(Saved data entries)

PR #1291, opened 2017-03-26
update to the correct path of d3-queue

idanb11:


gordonwoodhull:
I'm confused by this - the example appears to be working without the change?

Nevertheless, we should pull our development dependencies from npm, so I'm fixing this that way in 2.0.2.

> _THE TASK_: Which lines above contain the word "this"? Copy each one.

> _TASK RESULT_:
I'm confused by this - the example appears to be working without the change?
Nevertheless, we should pull our development dependencies from npm, so I'm fixing this that way in 2.0.2.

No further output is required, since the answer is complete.